╭─ INPUT DATA

PR #1579, opened 2020-05-16
rpcclient: Add getblockfilter JSON-RPC client command

lindlof:
Adds `getblockfilter` call to JSON-RPC client.

### DIFF
--- a/btcjson/chainsvrcmds.go
+++ b/btcjson/chainsvrcmds.go
@@ -163,6 +163,33 @@ func NewGetBlockCountCmd() *GetBlockCountCmd {
 	return &GetBlockCountCmd{}
 }
 
+// FilterTypeName defines the type used in the getblockfilter JSON-RPC command for the
+// filter type field.
+type FilterTypeName string
+
+const (
+	// FilterTypeBasic is the basic filter type defined in BIP0158.
+	FilterTypeBasic FilterTypeName = "basic"
+)
+
+// GetBlockFilterCmd defines the getblockfilter JSON-RPC command.
+type GetBlockFilterCmd struct {
+	BlockHash  string          // The hash of the block
+	FilterType *FilterTypeName // The type name of the filter, default=basic
+}
+
+// NewGetBlockFilterCmd returns a new instance which can be used to issue a
+// getblockfilter JSON-RPC command.
+//
+// The parameters which are pointers indicate they are optional.  Passing nil
+// for optional parameters will use the default value.
+func NewGetBlockFilterCmd(blockHash string, filterType *FilterTypeName) *GetBlockFilterCmd {
+	return &GetBlockFilterCmd{
+		BlockHash:  blockHash,
+		FilterType: filterType,
+	}
+}
+
 // GetBlockHashCmd defines the getblockhash JSON-RPC command.
 type GetBlockHashCmd struct {
 	Index int64
@@ -840,6 +867,7 @@ func init() {
 	MustRegisterCmd("getblock", (*GetBlockCmd)(nil), flags)
 	MustRegisterCmd("getblockchaininfo", (*GetBlockChainInfoCmd)(nil), flags)
 	MustRegisterCmd("getblockcount", (*GetBlockCountCmd)(nil), flags)
+	MustRegisterCmd("getblockfilter", (*GetBlockFilterCmd)(nil), flags)
 	MustRegisterCmd("getblockhash", (*GetBlockHashCmd)(nil), flags)
 	MustRegisterCmd("getblockheader", (*GetBlockHeaderCmd)(nil), flags)
 	MustRegisterCmd("getblockstats", (*GetBlockStatsCmd)(nil), flags)
--- a/btcjson/chainsvrresults.go
+++ b/btcjson/chainsvrresults.go
@@ -207,6 +207,13 @@ type GetBlockChainInfoResult struct {
 	*UnifiedSoftForks
 }
 
+// GetBlockFilterResult models the data returned from the getblockfilter
+// command.
+type GetBlockFilterResult struct {
+	Filter string `json:"filter"` // the hex-encoded filter data
+	Header string `json:"header"` // the hex-encoded filter header
+}
+
 // GetBlockTemplateResultTx models the transactions field of the
 // getblocktemplate command.
 type GetBlockTemplateResultTx struct {
--- a/btcjson/helpers.go
+++ b/btcjson/helpers.go
@@ -75,3 +75,11 @@ func String(v string) *string {
 	*p = v
 	return p
 }
+
+// NewFilterTypeName is a helper routine that allocates a new FilterTypeName value to store v and
+// returns a pointer to it.  This is useful when assigning optional parameters.
+func NewFilterTypeName(v FilterTypeName) *FilterTypeName {
+	p := new(FilterTypeName)
+	*p = v
+	return p
+}
--- a/rpcclient/chain.go
+++ b/rpcclient/chain.go
@@ -362,6 +362,44 @@ func (c *Client) GetBlockChainInfo() (*btcjson.GetBlockChainInfoResult, error) {
 	return c.GetBlockChainInfoAsync().Receive()
 }
 
+// FutureGetBlockFilterResult is a future promise to deliver the result of a
+// GetBlockFilterAsync RPC invocation (or an applicable error).
+type FutureGetBlockFilterResult chan *response
+
+// Receive waits for the response promised by the future and returns block filter
+// result provided by the server.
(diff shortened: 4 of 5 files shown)


btcjson/chainsvrcmds.go
```diff
@@ -163,6 +163,21 @@ func NewGetBlockCountCmd() *GetBlockCountCmd {
...
 }
 
+// GetBlockFilterCmd defines the getblockfilter JSON-RPC command.
+type GetBlockFilterCmd struct {
+	BlockHash  string
+	FilterType *string
+}
+
+// NewGetBlockFilterCmd returns a new instance which can be used to issue a
+// getblockfilter JSON-RPC command.
```
onyb, line 173: We generally add the following comment whenever there are optional arguments.

```suggestion
// NewGetBlockFilterCmd returns a new instance which can be used to issue a
// getblockfilter JSON-RPC command.
//
// The parameters which are pointers indicate they are optional. Passing nil
// for optional parameters will use the default value.
```

btcjson/chainsvrresults.go
```diff
@@ -207,6 +207,13 @@ type GetBlockChainInfoResult struct {
 	*UnifiedSoftForks
 }
 
+// GetBlockFilterResult models the data returned from the getblockfilter
+// command.
+type GetBlockFilterResult struct {
+	Filter string `json:"filter"`
+	Header string `json:"header"`
```
onyb, line 214: **Nit:** Whenever possible, adding extra comments always helps, since it shows up beautifully on [pkg.go.dev](https://pkg.go.dev/github.com/onyb/btcd/btcjson?tab=doc).
```suggestion
	Filter string `json:"filter"`  // the hex-encoded filter data
	Header string `json:"header"`  // the hex-encoded filter header
```

btcjson/chainsvrcmds.go
lindlof: Right on. Added these.

btcjson/chainsvrresults.go
lindlof: Good shout makes the result easier to consume. Didn't consider pkg.go.dev

Also added comments to `GetBlockFilterCmd` fields though they're not as visible through `rpcclient`.

btcjson/chainsvrcmds.go
```diff
@@ -163,6 +163,24 @@ func NewGetBlockCountCmd() *GetBlockCountCmd {
 	return &GetBlockCountCmd{}
 }
 
+// GetBlockFilterCmd defines the getblockfilter JSON-RPC command.
+type GetBlockFilterCmd struct {
+	BlockHash  string  // The hash of the block
```
torkelrogstad, line 168: I'd suggest using the `chainhash.Hash` type here.

btcjson/chainsvrcmds.go
```diff
@@ -163,6 +163,24 @@ func NewGetBlockCountCmd() *GetBlockCountCmd {
...
+	FilterType *string // The type name of the filter, default=basic
```
torkelrogstad, line 169: Looking at the Bitcoin Core codebase, "basic" is the only known filter type there. Are there any other known types out in the wild? Might make sense to create a custom type for this instead of passing in a string.

btcjson/chainsvrcmds.go
lindlof: These `btcjson.*Cmd` structs are generally using basic types assigned through NewCmd constructors. `btcjson.assignField` function makes a conversion from command-line input to the basic type that NewCmd takes.

While it's possible to implement JSON Unmarshaler to use a more specific type as you suggest I think the idea is to keep these types as stupid as possible.

In the JSON-RPC request the type will be string that the server has to unmarshal. Just taking the string from command-line and converting it to a JSON-RPC request without any semantic validation offloads the validation to server. Doing validation client-side would result in double validation which would be more fragile and more complex to consume.

btcjson/chainsvrcmds.go
lindlof: Haven't seen others than types `basic`. Not sure how standard the filter names are but first see 
my [previous response](https://github.com/btcsuite/btcd/pull/1579#discussion_r429965540) about doing validation only server-side.

rpcclient/chain.go
```diff
@@ -362,6 +362,42 @@ func (c *Client) GetBlockChainInfo() (*btcjson.GetBlockChainInfoResult, error) {
...
+// returned instance.
+//
+// See GetBlockFilter for the blocking version and more details.
+func (c *Client) GetBlockFilterAsync(blockHash string, filterType *string) FutureGetBlockFilterResult {
+	cmd := btcjson.NewGetBlockFilterCmd(blockHash, filterType)
+	return c.sendCmd(cmd)
+}
+
+// GetBlockFilter retrieves a BIP 157 content filter for a particular block.
+func (c *Client) GetBlockFilter(blockHash string, filterType *string) (*btcjson.GetBlockFilterResult, error) {
```
lindlof, line 397: @torkelrogstad This one should be using `chainhash.Hash`. I'm on it.

btcjson/chainsvrcmds.go
lindlof: I can see that for instance in `btcjson.AddNodeCmd` there is a custom type `AddNodeSubCmd` being used but in that case the options are [in the spec](https://bitcoincore.org/en/doc/0.19.0/rpc/network/addnode/).

In case of getblockfilter [the spec](https://bitcoincore.org/en/doc/0.19.0/rpc/blockchain/getblockfilter/) only mentions `basic` which is the default anyway.

btcjson/chainsvrcmds.go
lindlof: `rpcclient.GetBlockFilter` now takes `chainhash.Hash`. `rpcclient` is where to take the Golang call and transform it to JSON.

btcjson/chainsvrcmds.go
lindlof: [BIP 157](https://github.com/bitcoin/bips/blob/master/bip-0157.mediawiki#specification) describes that initial filter types are defined in [BIP 158](https://github.com/bitcoin/bips/blob/master/bip-0158.mediawiki#block-filters) which defines only the `Basic` filter.

Bitcoin Core CLI seems to allow describing any `getblockfilter` in a CLI command and will send the request server which will reject any unknown filter type name. I'd have the similar behavior in `btcctl` and just handle this as a string.

In `rpcclient` the second parameter of `rpcclient.GetBlockFilter` could have a more specific type, for instance we can call it `FilterTypeName`. For the server-side implementation of `getblockfilter` to resolve the filter for the name we can map the basic `FilterTypeName` to `wire.GCSFilterRegular`.

I'll look at how to best implement `FilterTypeName`. It seems a good idea for `rpcclient`.

torkelrogstad: Good points about validation, as well as that in this specific scenario it might not be possible to construct a good type.

Just so you understand my reasoning: custom types are (at least for me) very beneficial when coding with `btcd` packages as a library, because they limit the scope of possibilities and place you on a narrower path of "valid actions". Does this make sense?

lindlof: Agreed definitely should have types for the `rpcserver` API. Sorry about the fuss - with the way you suggested the CLI mechanism works just as well (facepalm)

Please see the new commit 9d7bd87

btcjson/helpers.go
```diff
@@ -75,3 +75,11 @@ func String(v string) *string {
...
 	return p
 }
+
+// NewFilterTypeName is a helper routine that allocates a new FilterTypeName value to store v and
+// returns a pointer to it.  This is useful when assigning optional parameters.
+func NewFilterTypeName(v FilterTypeName) *FilterTypeName {
+	p := new(FilterTypeName)
+	*p = v
+	return p
+}
```
torkelrogstad, line 85: Was about to comment that it might make sense to make the `const FilterTypeBasic` a `var` so it would be possible to do `&FilterTypeBasic`, but seems like you already anticipated this and added a nice solution:-)

lindlof: Wasn't super happy about adding helper for this but it allows using `const` instead of `var` and is pretty consistent with how `rpcclient` API is used

lindlof:
@onyb @torkelrogstad Squashed ready to merge

lindlof:
> The rpcclient implementation looks good, but since our existing `getcfilter` does the exact same thing, I think we can just alias `getblockfilter` to the existing code for GetCFilterCmd, and skip rewriting filter types.

@Rjected `GetCFilterCmd` takes byte `filtertype` and `GetBlockFilterCmd` takes string `filtertype`. Not sure if there is any sensible way to reuse `GetCFilterCmd`. The response type is different too. Do miss something?

PR #1590, opened 2020-05-31
Add getnodeaddresses JSON-RPC support (rpc client & server)

lindlof:
Add NodeAddresses function to rpcserverConnManager
interface for fetching known node addresses.

### DIFF
--- a/rpcclient/net.go
+++ b/rpcclient/net.go
@@ -281,6 +281,43 @@ func (c *Client) GetNetworkInfo() (*btcjson.GetNetworkInfoResult, error) {
 	return c.GetNetworkInfoAsync().Receive()
 }
 
+// FutureGetNodeAddressesResult is a future promise to deliver the result of a
+// GetNodeAddressesAsync RPC invocation (or an applicable error).
+type FutureGetNodeAddressesResult chan *response
+
+// Receive waits for the response promised by the future and returns data about
+// known node addresses.
+func (r FutureGetNodeAddressesResult) Receive() ([]btcjson.GetNodeAddressesResult, error) {
+	res, err := receiveFuture(r)
+	if err != nil {
+		return nil, err
+	}
+
+	// Unmarshal result as an array of getnodeaddresses result objects.
+	var nodeAddresses []btcjson.GetNodeAddressesResult
+	err = json.Unmarshal(res, &nodeAddresses)
+	if err != nil {
+		return nil, err
+	}
+
+	return nodeAddresses, nil
+}
+
+// GetNodeAddressesAsync returns an instance of a type that can be used to get the
+// result of the RPC at some future time by invoking the Receive function on the
+// returned instance.
+//
+// See GetNodeAddresses for the blocking version and more details.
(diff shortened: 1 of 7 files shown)


rpcserver.go
```diff
@@ -2476,6 +2477,40 @@ func handleGetNetworkHashPS(s *rpcServer, cmd interface{}, closeChan <-chan stru
...
+				Code:    btcjson.ErrRPCInvalidParameter,
+				Message: "Address count out of range",
+			}
+		}
+	}
+
+	nodes := s.cfg.ConnMgr.NodeAddresses()
+	if int32(len(nodes)) < count {
+		count = int32(len(nodes))
+	}
```
onyb, line 2498: Will an extra assignment be better than traversing `nodes` twice?

```suggestion
	if numOfNodes := int32(len(nodes)); if  numOfNodes < count {
		count = numOfNodes
	}
```

rpcclient/net.go
```diff
@@ -281,6 +281,43 @@ func (c *Client) GetNetworkInfo() (*btcjson.GetNetworkInfoResult, error) {
...
+// returned instance.
+//
+// See GetNodeAddresses for the blocking version and more details.
+func (c *Client) GetNodeAddressesAsync(count *int32) FutureGetNodeAddressesResult {
+	cmd := btcjson.NewGetNodeAddressesCmd(count)
+	return c.sendCmd(cmd)
+}
+
+// GetNodeAddresses returns data about known node addresses.
+func (c *Client) GetNodeAddresses(count *int32) ([]btcjson.GetNodeAddressesResult, error) {
```
onyb, line 317: There are plenty of examples in rpcclient where each optional parameter has its own dedicated method. For example, instead of `GetNodeAddresses(count *int32)`, we can have the following:
- `GetNodeAddresses()`
- `GetNodeAddressesCount(count int32)`

What do you think?

rpcserver.go
lindlof: Implementations of `len` should be fast because slice knows its length. I do like the reduced repetition of your suggestion especially since `int32` conversion is duplicated here. I'm keen to name this variable something short like `nn` given its narrow scope.

rpcclient/net.go
lindlof: Thank you for bringing this up. After getting similar feedback in another PR I was looking around `rpcclient`. In RPC calls that take a single optional variable I can see many examples where a single function which takes a pointer is provided - similarly to `GetNodeAddresses(count *int32)`

Trying to be consistent is the best solution I think. I can change it to the non-pointer style that you're suggesting if you think that's better.

onyb: Fine with me as long as we are consistent. 👍

onyb:
@lindlof Could you please rebase this? Will have this merged tomorrow. 🙂

jcvernaleo:
Rebase/conflict fix and then this is good to go in.

lindlof:
@onyb @jcvernaleo Sweet, rebased

jcvernaleo (approved):
OK

Issue #1591, opened 2020-06-10
btcjson command parsing does not support null for optional int32


Rjected:
As discussed in #1571, it turns out `null` is not valid for optional `*int32` parameters. There are definitely RPC commands with optional ints such as `getchaintxstats` (implemented in #1571) and `getnodeaddresses` (implemented in #1590), and we should support entering `null` on the command line for these parameters, since they're optional.

cc @lindlof, add any other details if you'd like

Rjected:
Fixed by #1594, compatibility issues introduced were fixed by #1659.

PR #1594, opened 2020-06-14
Nullable optional JSON-RPC parameters

lindlof:
### Command marshalling null value
Fixes command marshalling dropping params that follow params with `nil` value. For instance the command:
```
btcjson.NewGetNetworkHashPSCmd(nil, btcjson.Int(2000))
```
Would previously marshall with empty params: `"params":[]`. Now the second optional parameter is included and padded with a `null` value: `"params":[null,2000]`.

The JSON-RPC server will substitute `null` values with the command's default values where possible.

### Command line null value
#1591 Allows providing `null` value from command line (similarly to Core command line utility):
```
btcctl getnetworkhashps null 10000
```

### Rationale

`getchaintxstats` is a good example where the ability to provide `null` parameter is especially critical. Default value of the first optional parameter is only known server-side. The fix in marshalling allows taking full advantage of default values of all commands in both `rpcclient` and command line.

In command line the ability to provide `null` not only unlocks all default values but also simplifies and allows for cleaner CLI usage.

This implementation does seem right however I haven't used Golang `reflect` all that much.

### DIFF
--- a/btcjson/cmdparse.go
+++ b/btcjson/cmdparse.go
@@ -16,19 +16,20 @@ import (
 func makeParams(rt reflect.Type, rv reflect.Value) []interface{} {
 	numFields := rt.NumField()
 	params := make([]interface{}, 0, numFields)
+	lastParam := -1
 	for i := 0; i < numFields; i++ {
 		rtf := rt.Field(i)
 		rvf := rv.Field(i)
+		params = append(params, rvf.Interface())
 		if rtf.Type.Kind() == reflect.Ptr {
 			if rvf.IsNil() {
-				break
+				// Omit optional null params unless a non-null param follows
+				continue
 			}
-			rvf.Elem()
 		}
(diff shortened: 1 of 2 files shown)


btcjson/cmdparse.go
```diff
@@ -16,19 +16,20 @@ import (
...
 		rtf := rt.Field(i)
 		rvf := rv.Field(i)
+		params = append(params, rvf.Interface())
 		if rtf.Type.Kind() == reflect.Ptr {
 			if rvf.IsNil() {
-				break
+				// Omit optional null params unless a non-null param follows
+				continue
 			}
-			rvf.Elem()
```
lindlof, line 26: Can't see this invocation having any effect so it was removed to clean it up. It doesn't modify `rvf` in any way and it shouldn't panic here because field type is pointer.

jcvernaleo (approved):
OK

PR #1595, opened 2020-06-18
Add getbalances RPC client command

federicobond:


btcjson/walletsvrresults.go
```diff
@@ -159,3 +159,17 @@ type GetBestBlockResult struct {
 	Hash   string `json:"hash"`
 	Height int32  `json:"height"`
 }
+
+// BalancesResult models the details data from the `getbalances` command.
+type BalancesResult struct {
```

╰─

Only a number is wanted. Count the lines of the data that contain "extra".

• [RESPONSE TO THE TASK]:
2